• _PROVIDED ENTRIES_
....

PR #4058, opened 2023-11-15
[fix] #4057: Fix query store message ordering issue

### LINKED ISSUE #4057: [fix]: Fix live query service ordering issue
I've discovered issues with live query service that messages was processed out of order.

Erigara:
## Description

Previously 2 separate queues were used to send `insert`/ `remove` request to live query service which lead to issues when `insert`, `remove` were one right after another so that ordering of message processing was screwed.

Now single queue is used for messsages which guarantee that messages are processed sequentially eliminating possibility of this bug.  

### Linked issue

Closes #4057 

### Benefits

Bug is solved.

### Checklist


mversic (approved):

core/src/query/store.rs
```diff
@@ -288,3 +286,47 @@ impl LiveQueryStoreHandle {
...
+        let query_store_handle = threaded_rt.block_on(async { query_store.start() });
+
+        for i in 0..10_000 {
+            let pagination = Pagination::default();
+            let fetch_size = FetchSize {
+                fetch_size: NonZeroU32::new(1),
+            };
+            let sorting = Sorting::default();
+
+            let query_output = LazyValue::Iter(Box::new((0..100).map(|_| Value::Bool(false))));
```
Arjentix, line 309: Why do you need `Box` here?

Arjentix (approved):

core/src/query/store.rs
Erigara: Because of `Box<dyn Iterator>` type in `LazyValue::Iter`

Issue #3941, opened 2023-10-02
Move all expression evaluation from host into Executor


mversic:
Executor should be the only entity that knows how to evaluate expressions. Host should have no reference to expressions, expressions are strictly an Executor concept and can be changed at runtime by updating Executor.

As a consequence evaluation step will now happen entirely before the validation step.
Currently, Validator/Executor traverses syntax tree and evaluates any expression encountered along the way. That is not good because it results in repeated evaluation of expressions in both executor and on the host. Executor should first evaluate every expression (such as `InstructionExpr`) into a concrete instruction (such as `InstructionBox`) and only then call `visit_instruction`.

This means that `visit_*` method signatures should be modified to operate on evaluated instructions

PR #4068, opened 2023-11-22
Fix ser deser loophole for evaluates to

### LINKED ISSUE #3343: Expression deserialization loophole
#2822 has removed custom deserialization of `EvaluatesTo<V>`. This was an oversight and now incorrect types can be constructed through deserialization because there is no type checking involved

Related to #1995

VAmuzing:
## Description

It appears that this field attribute allows us to use derive impl for `Deserialize` and still have compile-time check for the generic type of `EvaluatesTo<>`

### Linked issue

Closes #3343 

### Benefits

Inability to deserialize into incorrect types.

### Checklist


data_model/tests/evaluates_to_serde_fail/deser_evaluates_to_fails.rs
```diff
@@ -0,0 +1,17 @@
...
+use iroha_data_model::prelude::*;
+
+#[derive(Serialize, Deserialize)]
+struct MyTestStructEvsTo {}
+
+fn main() {
+    // Generic type does not matter in this context
+    let evals_to = EvaluatesTo::<Value>::new_unchecked(
+        Value::Bool(true),
+    );
```
mversic, line 12:
```suggestion
    let evals_to = EvaluatesTo::<Name>::new_unchecked(
        Value::Bool(true),
    );
```

and what if we have a test like this? will this deserialize successfully?

mversic: this check needs to be done at runtime. You cannot make it a compile time check

mversic: what you need to do is inspect `Expression` and verify that the contained value is indeed as declared in the type

VAmuzing: It will not.
But it will if we do it like so:
```rust
let evals_to = EvaluatesTo::<Name>::new_unchecked(
        Value::Bool(true),
);

let serialized = serde_json::to_string(&evals_to).unwrap();

// Or Result<EvaluatesTo<Name>, _>
let deserialized: Result<EvaluatesTo<Value>, _> = serde_json::from_str(&serialized);
```

mversic: > But it will if we do it like so:
> 
> ```rust
> let evals_to = EvaluatesTo::<Name>::new_unchecked(
>         Value::Bool(true),
> );
> 
> let serialized = serde_json::to_string(&evals_to).unwrap();
> 
> // Or Result<EvaluatesTo<Name>, _>
> let deserialized: Result<EvaluatesTo<Value>, _> = serde_json::from_str(&serialized);
> ```

this is what we need to prevent from happening

VAmuzing:
As the current PR might have conflicts with the #3941 I'm temporarily currently closing it.

PR #4069, opened 2023-11-22
[fix] #4065: Prevent pub key spoofing in p2p

### LINKED ISSUE #4065: [BUG]: Prevent peer public key spoofing in p2p
Atm during handshake peer blindly trust other side that it's owns private key for the public key sent during handshake. 

This should be fixed, probably by sending some kind of signature to other side to prove ownership of private key. 

Relevant code: `p2p/src/peer.rs GetKey and SendKey`.

Erigara:
## Description

Instead of sending just pub key it's now required to send pub key + signature of shared session key to prove ownership of this public key in order to prevent spoofing.

### Linked issue

Closes #4065 

### Benefits

Security bug resolved.


p2p/src/network.rs
```diff
@@ -66,7 +66,11 @@ impl<T: Pload, K: Kex + Sync, E: Enc + Sync> NetworkBaseHandle<T, K, E> {
     /// # Errors
     /// - If binding to address fail
     #[log(skip(public_key))]
-    pub async fn start(listen_addr: SocketAddr, public_key: PublicKey) -> Result<Self, Error> {
+    pub async fn start(
+        listen_addr: SocketAddr,
+        public_key: PublicKey,
+        private_key: PrivateKey,
```
mversic, line 72: so why don't we use `KeyPair`?

Erigara: Public and private key lay separately in our configuration, so i decided to preserve it this way.

cli/src/lib.rs
```diff
@@ -228,9 +228,13 @@ impl Iroha {
...
     ) -> Result<Self> {
         let listen_addr = config.torii.p2p_addr.clone();
-        let network = IrohaNetwork::start(listen_addr, config.public_key.clone())
-            .await
-            .wrap_err("Unable to start P2P-network")?;
+        let network = IrohaNetwork::start(
+            listen_addr,
+            config.public_key.clone(),
+            config.private_key.clone(),
+        )
```
mversic, line 235:
```suggestion
        let network = IrohaNetwork::start(
            listen_addr,
            KeyPair::new(config.public_key.clone(), config.private_key.clone())?,
        )
```

p2p/src/network.rs
Erigara: And why pack them if we will just unpack them later.

mversic: because in `KeyPair::new` maintains the invariant that these keys match, i.e. it makes sure they don't belong to 2 different pairs

mversic: pairs should be transferred around in `KeyPair`

Erigara:
> and it's not usually done this way

i'm open to your suggestions if you have smt on your mind

Erigara:
I realized that we already have unique shared value called `disambiguator` which was previously used to decide which of simultaneous connections to preserve.
So i will just use it instead of directly hash of session key.

DCNick3:
Looked at what TLS does for a bit:

In 1.2 they server signs various parts of the key-exchange process, but not the key itself: https://github.com/rustls/rustls/blob/1db4506dcfeb4a08b5517eafba84f16084321786/rustls/src/client/tls12.rs#L724-L726. Client's signature verification seems like a kludge, it just signs all the handshake messages: https://datatracker.ietf.org/doc/html/rfc5246#section-7.4.8

In 1.3 they tried to mitigate some attacks regarding tricking the server into signing some partially-controlled data, so they came up with a pretty contrived scheme, but made it symmetric at least: https://datatracker.ietf.org/doc/html/rfc8446#section-4.4.3

In case of iroha, I think the scheme of 1.2 would make sense? In our case it would just signing the public keys used in kx (`local_public_key` and `remote_public_key`)

DCNick3:
> I realized that we already have unique shared value called disambiguator which was previously used to decide which of simultaneous connections to preserve.
> So i will just use it instead of directly hash of session key.

It's only 64 bit.. I don't think it's a good idea to rely on it for security

Erigara:
> In case of iroha, I think the scheme of 1.2 would make sense? In our case it would just signing the public keys used in kx (local_public_key and remote_public_key)

Yeah, this make sense, i will do that.

p2p/src/peer.rs
```diff
@@ -374,67 +371,75 @@ mod run {
...
-                peer_id,
+                peer_addr,
+                key_pair,
                 mut connection,
             }: Self,
         ) -> Result<SendKey<E>, crate::Error> {
             let key_exchange = K::new();
-            let (local_public_key, local_private_key) = key_exchange.keypair(None)?;
-            let (algorithm, local_public_key_raw) = local_public_key.into_raw();
+            let (local_session_public_key, local_private_key) = key_exchange.keypair(None)?;
```
DCNick3, line 421: The `local_private_key` is also not the real peer private key, but just used for key exchange, so the `local_session_public_key` and `local_private_key` are now somewhat inconsistently named..

Maybe name them `kx_local_public_key` and `kx_local_private_key`? Or shorten them to `kx_local_pk` and `kx_local_sc`? Same for the remote PK

mversic: good point, this was confusing me

DCNick3: Sorry, I made a typo, it should've been `kx_local_sk`, not `kx_local_sc` :sweat:

p2p/src/peer.rs
```diff
@@ -130,7 +136,8 @@ mod run {
                     },
                 cryptographer,
             } = peer;
-            peer_id = new_peer_id;
+            peer_id = Some(new_peer_id.clone());
+            let peer_id = new_peer_id;
```
mversic, line 140:
```suggestion
            let peer_id = peer_id.insert(new_peer_id.clone());
```

mversic (changes requested):

p2p/src/peer.rs
Erigara: Indeed

mversic (approved):

DCNick3 (approved):

PR #4616, opened 2024-05-19
[Fix] #4586: Added register trigger permissions check

### LINKED ISSUE #4586: Check authority on trigger registration
# TL;DR

Atm in the default executor permission for trigger is not checked. 

This creates security loophole allowing malicious user to execute any instruction on behalves of another user (e.g. stealing assets).

Instead we should only allow register trigger if: 
1. Account trying register trigger is the same as trigger authority
2. Or account is the the owned of the account (domain owner)
3. Or account has `CanRegisteretUserTrigger` permission token 

# Minimum working example

1. Run iroha with default genesis and executor 
```bash
./scripts/test_env.py setup
```
2. Submit the following transaction to the iroha on behalf of alice
```bash
cd test
cat trigger.json | ./iroha_client_cli --config client.toml json 
```

```json
[
   {
      "Register" : {
         "Trigger" : {
            "action" : {
               "authority" : "carpenter@garden_of_live_flowers",
               "executable" : {
                  "Instructions" : [
                     {
                        "Mint" : {
                           "Asset" : {
                              "destination_id" : "cabbage#garden_of_live_flowers#carpenter@garden_of_live_flowers",
                              "object" : 1
                           }
                        }
                     }
                  ]
               },
               "filter" : {
                  "Time" : "PreCommit"
               },
               "metadata" : {},
               "repeats" : "Indefinitely"
            },
            "id" : "mint_every_block"
         }
      }
   }
]
```

5. Check that `cabbage` is minted every block for `carpenter`.

It is expected that such transaction would be rejected.

Stukalov-A-M:
### Linked issue

* Closes #4586 

### Checklist


Stukalov-A-M:
@mversic @Erigara 
Proposal:
I think we should remove connection of a trigger with a domain_id. It doesn't make sense because each trigger's authority already has this connection. Moreover, it creates some redundant difficulties in cases of permission granting and checking ref `is_trigger_owner()`

client/tests/integration/domain_owner_permissions.rs
```diff
@@ -325,7 +325,7 @@ fn domain_owner_trigger_permissions() -> Result<()> {
     let bob_id: AccountId = "bob@wonderland".parse()?;
     let token = PermissionToken::new(
         "CanUnregisterUserTrigger".parse().unwrap(),
-        &json!({ "trigger_id": trigger_id }),
+        &json!({ "account_id": bob_id }),
```
mversic, line 328: now this gives a permission to remove any trigger, instead of only one

Erigara:
> I think we should remove connection of a trigger with a domain_id. It doesn't make sense because each trigger's authority already has this connection. Moreover, it creates some redundant difficulties in cases of permission granting and checking ref is_trigger_owner()

Sounds reasonable.

client/tests/integration/domain_owner_permissions.rs
Erigara: Yeah, we discussed this with @Stukalov-A-M and decided that it make sense to feel `CanRegister/CanUnregister` permissions more uniformly. 

Like there is not much value in token `CanRegisterUserTrigger` which accepts trigger id.

client/tests/integration/triggers/by_call_trigger.rs
```diff
@@ -266,10 +268,83 @@ fn trigger_should_be_able_to_modify_its_own_repeats_count() -> Result<()> {
...
+    let found_trigger = test_client.request(find_trigger)?;
+
+    assert_eq!(found_trigger.id, trigger_id);
+
+    Ok(())
+}
+
+#[test]
+fn unregister_trigger() -> Result<()> {
+    let (_rt, _peer, test_client) = <PeerBuilder>::new().with_port(10_044).start_with_runtime();
```
Erigara, line 345: We pick every 5th port (10_040, 10_045, ...). You have to find free one.

client/tests/integration/triggers/by_call_trigger.rs
```diff
@@ -266,10 +268,83 @@ fn trigger_should_be_able_to_modify_its_own_repeats_count() -> Result<()> {
...
+    );
+
+    // Register rabbit's account
+    test_client.submit_blocking(Register::account(rabbit_account))?;
+
+    let find_rabbit = FindAccountById {
+        id: rabbit_account_id.clone(),
+    };
+    test_client.request(find_rabbit).expect("Account not found");
+    info!("Rabbit is found.");
```
Erigara, line 313: This check is redundant imo, we check account registration ability in other test.

smart_contract/executor/src/permission.rs
```diff
@@ -212,31 +212,40 @@ pub mod account {
...
-        if trigger.action().authority() == authority {
+        let trigger = find_trigger(trigger_id)?;
+
+        if trigger.action().authority() == authority
+            || is_domain_owner(trigger.action().authority().domain_id(), authority)?
+            || match trigger_id.domain_id() {
+                Some(domain) => is_domain_owner(domain, authority)?,
+                None => false,
+            }
+        {
```
Erigara, line 236: If look unnecessary here because we essentially do here 

```rust
if true {
    return Ok(true);
} else {
    return Ok(false);
}
``` 

Instead we can use predicate directly:

```suggestion
        Ok(
            trigger.action().authority() == authority
            || is_domain_owner(trigger.action().authority().domain_id(), authority)?
            || match trigger_id.domain_id() {
                Some(domain) => is_domain_owner(domain, authority)?,
                None => false,
            }
        )
```

client/tests/integration/triggers/by_call_trigger.rs
Stukalov-A-M: This check was created only for debugging convenience and helped me a lot. So I would like to keep it if you don't mind.

smart_contract/executor/src/permission.rs
Stukalov-A-M: Good advice, thanks!

client/tests/integration/triggers/by_call_trigger.rs
Erigara: I don’t insist on removing this check, feel free to resolve discussion.

Stukalov-A-M:
> > I think we should remove connection of a trigger with a domain_id. It doesn't make sense because each trigger's authority already has this connection. Moreover, it creates some redundant difficulties in cases of permission granting and checking ref is_trigger_owner()
> 
> Sounds reasonable.

The ticket is created
https://github.com/hyperledger/iroha/issues/4630#issue-2307500287

Erigara (approved):

PR #4636, opened 2024-05-22
feat: add get_original_transaction_by_hash

enxtur:
## Description

Added a method to retrieve a pending partially signed transaction by its transaction hash from the queue. Previously, existing methods required the entire transaction payload, which was cumbersome for other users who needed to build the entire transaction for signing. Now, only the transaction hash is needed.

### Benefits

This improvement simplifies the process for users who need to sign transactions, as they no longer need to reconstruct the entire transaction payload. Instead, they can simply use the transaction hash. This change aligns more closely with real-world use cases, making the signing process more practical and efficient.

### Checklist


mversic:
can you tell us more on how do you use `PENDING_TRANSACTIONS`?

mversic:
> > can you tell us more on how do you use `PENDING_TRANSACTIONS`?
> 
> Well, simply for fetching those encoded pending transactions, if I understand correctly. In my personal experience, I was able to fetch pending transactions using API directly and filtered with hash. So I thought this new method will make life easier.

ok. But what do you do with pending transactions after you fetch them? I'm just trying to understand your use-case, not related to this PR

enxtur:
> > > can you tell us more on how do you use `PENDING_TRANSACTIONS`?
> > 
> > 
> > Well, simply for fetching those encoded pending transactions, if I understand correctly. In my personal experience, I was able to fetch pending transactions using API directly and filtered with hash. So I thought this new method will make life easier.
> 
> ok. But what do you do with pending transactions after you fetch them? I'm just trying to understand your use-case, not related to this PR

I would like another account sign it.

mversic (approved):

Issue #4569, opened 2024-05-08
Restrict types of predicates applied to queries depending on the query output type (type-safe queries)


DCNick3:
To implement #3671 we would need to add more predicate types like account predicates or asset predicates.

However our current API allows the clients to specify any predicate filter, without any regard to whether the predicate type would be compatible or not.

In the client-facing API we should restrict the types of predicates allowed for a less error-prone API

PR #4638, opened 2024-05-22
feat!: Add traits for iterable and non-iterable queries

DCNick3:
## Description

This PR is a first step towards more type-safe queries (#4569). It adds traits for singular and iterable queries and prohibits supplying filters, sorting, pagination and batching parameters in compile time (it is already a runtime error to do so).

### Linked issue

Partially addresses #4569

### Benefits

- less error prone API
- lays foundation to allow type-checking query filters

### Checklist

- [ ] make CI pass


0x009922 (approved):
LGTM.

I noticed that `smart_contract` and `client` duplicate impls of query execution, and both have type logic to guard against incorrect use of queries. But this compile-time guard is tested only for client. Would it make sense to make a ui test for smartcontracts as well?

Also, do I understand correctly that the runtime check you are talking about is this code?

https://github.com/hyperledger/iroha/blob/09995afd357d74617d34500a5535f8ca2f5d9de7/core/src/smartcontracts/isi/query.rs#L52-L63

DCNick3:
> I noticed that smart_contract and client duplicate impls of query execution, and both have type logic to guard against incorrect use of queries. But this compile-time guard is tested only for client. Would it make sense to make a ui test for smartcontracts as well?

I thought about that too, though I just got lazy doing that :sweat_smile:. I guess I'll update the PR to add that

> Also, do I understand correctly that the runtime check you are talking about is this code?

Yes, this is the check I added in #4544 as per [your suggestion](https://github.com/hyperledger/iroha/pull/4544#discussion_r1596110415) =)

client/tests/ui_fail/cant_filter_singular_query.stderr
Erigara, line 1: I wonder would `#[diagnostic]` be helpful here to suggest user that this query is not iterable

smart_contract/Cargo.toml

....

• _TRY IT_
Return every line of the listing above where "feel" appears.

• _RESPONSE BOX_
Erigara: Yeah, we discussed this with @Stukalov-A-M and decided that it make sense to feel `CanRegister/CanUnregister` permissions more uniformly. 
Erigara: I don’t insist on removing this check, feel free to resolve discussion.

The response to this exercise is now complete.